ESN Reinforcement Learning for Spectrum and Flight Control in THz-Enabled Drone Networks

Abstract

Terahertz (THz)-band communications have been envisioned as a key technology to support ultra-high-data-rate applications in 5G-beyond (or 6G) wireless networks. Compared to the microwave and mmWave bands, the main challenges with the THz band are in its i) large path loss hence limited network coverage and ii) visible-light-like propagation characteristics hence poor support of mobility in blockage-rich environments. This paper studies quantitatively the applicability of THz-band communications in blockage-rich mobile environments, focusing on a new network scenario called FlyTera. In FlyTera, a set of hotspots mounted on flying drones collaboratively provide data streaming services to ground users, in the microwave, mmWave and THz bands. We first provide a mathematical formulation of the FlyTera control problem, where the objective is to maximize the network spectral efficiency by jointly controlling the flight of the drone hotspots, their association to the ground users, and the spectrum bands used by the users.
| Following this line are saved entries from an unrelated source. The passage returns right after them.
PR #3823, opened 2024-03-21
update image tag for nasa-singleuser image

batpad:
Refs https://github.com/NASA-IMPACT/veda-jh-environments/issues/46

Updates the nasa-veda-singleuser image to an image that uses an updated version of the `pangeo-notebook` base image (now using `pangeo/pangeo-notebook:2024.03.13`)

This update is needed to address https://github.com/jupyterhub/jupyter-server-proxy/security/advisories/GHSA-w3vc-fx9p-wp4v

cc @yuvipanda @ranchodeluxe @wildintellect @abarciauskas-bgse

### DIFF
--- a/config/clusters/nasa-ghg/common.values.yaml
+++ b/config/clusters/nasa-ghg/common.values.yaml
@@ -66,7 +66,7 @@ basehub:
           description: Pangeo based notebook with a Python environment
           default: true
           kubespawner_override:
-            image: public.ecr.aws/nasa-veda/nasa-veda-singleuser:5068290376e8c3151d97a36ae6485bb7ff79650b94aecc93ffb2ea1b42d76460
+            image: public.ecr.aws/nasa-veda/nasa-veda-singleuser:2023-03-20
           profile_options: &profile_options
             resource_allocation: &profile_options_resource_allocation
               display_name: Resource Allocation
--- a/config/clusters/nasa-ghg/common.values.yaml
+++ b/config/clusters/nasa-ghg/common.values.yaml
@@ -66,7 +66,7 @@ basehub:
           description: Pangeo based notebook with a Python environment
           default: true
           kubespawner_override:
-            image: public.ecr.aws/nasa-veda/nasa-veda-singleuser:2023-03-20
+            image: public.ecr.aws/nasa-veda/nasa-veda-singleuser:2024-03-20
           profile_options: &profile_options
             resource_allocation: &profile_options_resource_allocation
               display_name: Resource Allocation
--- a/config/clusters/nasa-veda/common.values.yaml
+++ b/config/clusters/nasa-veda/common.values.yaml
@@ -68,7 +68,7 @@ basehub:
           description: Pangeo based notebook with a Python environment
           default: true
           kubespawner_override:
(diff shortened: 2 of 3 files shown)


config/clusters/nasa-veda/common.values.yaml
```diff
@@ -68,7 +68,7 @@ basehub:
           description: Pangeo based notebook with a Python environment
           default: true
           kubespawner_override:
-            image: public.ecr.aws/nasa-veda/nasa-veda-singleuser:2024-03-07
```
yuvipanda, line 71: You should update the config for the GHG and ESDIS hubs as well here.

yuvipanda (changes requested):
Thanks for opening the pR!

config/clusters/nasa-veda/common.values.yaml
slesaad: let's wait for the esdis hub until the end of the webinar tomorrow Mar 21st at 1 pm CST

batpad: @yuvipanda updated the PR to include the GHG and ESDIS hubs. Let's wait for a review from @ranchodeluxe as well as Mar 21st 1pm CST as per @slesaad's comment :)

slesaad: we're good to go with this!

config/clusters/nasa-ghg/common.values.yaml
```diff
@@ -66,7 +66,7 @@ basehub:
           description: Pangeo based notebook with a Python environment
           default: true
           kubespawner_override:
-            image: public.ecr.aws/nasa-veda/nasa-veda-singleuser:5068290376e8c3151d97a36ae6485bb7ff79650b94aecc93ffb2ea1b42d76460
+            image: public.ecr.aws/nasa-veda/nasa-veda-singleuser:2023-03-20
```
wildintellect, line 69: is it supposed to be 2024-03-20?

wildintellect (commented):
2 say 2023-03-20 and one says 2024-03-20 <- please check and fix

batpad:
@wildintellect oops! Thank you so so much for the catch there 🙏 - fixed the two wrong dates on the tags and pushed.

@wildintellect I did a very basic test of the image working on the staging VEDA hub - do you know if there's a process / more thorough tests we should be running before merging?

config/clusters/nasa-ghg/common.values.yaml
yuvipanda: This probably also needs to be updated, @batpad

yuvipanda (changes requested):

batpad:
Oops, must remember to actually `git add` and `git push` after making a change :-/ - thanks for the catch @yuvipanda and apologies all for all the typos. This should be actually done now.

consideRatio (approved):

wildintellect:
@batpad we do not have a testing framework at the moment but it's in the works, don't let it hold up this PR. @jsignell can comment if there's anything we can do now.

Looks like you now need to:
- [ ] update from `master`
- [ ] request re-review from @yuvipanda

sgibson91:
I actually think we can just merge this - I can override the change requested blockage and Erik has already approved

To solve the resulting problem, which is shown to be a mixed integer nonlinear nonconvex programming (MINLP) problem, we design distributed solution algorithms based on a combination of echo state learning and reinforcement learning. An extensive simulation campaign is then conducted with SimBAG, a newly developed Simulator of Broadband Aerial-Ground wireless networks. It is shown that no single spectrum band can meet the requirements of high data rate and wide coverage simultaneously. Moreover, from the network-level point of view, THz-band communications can significantly benefit from the mobility of the flying drones, and on average 4 - 6 times higher (rather than lower) throughput can be achieved in mobile than in static environments.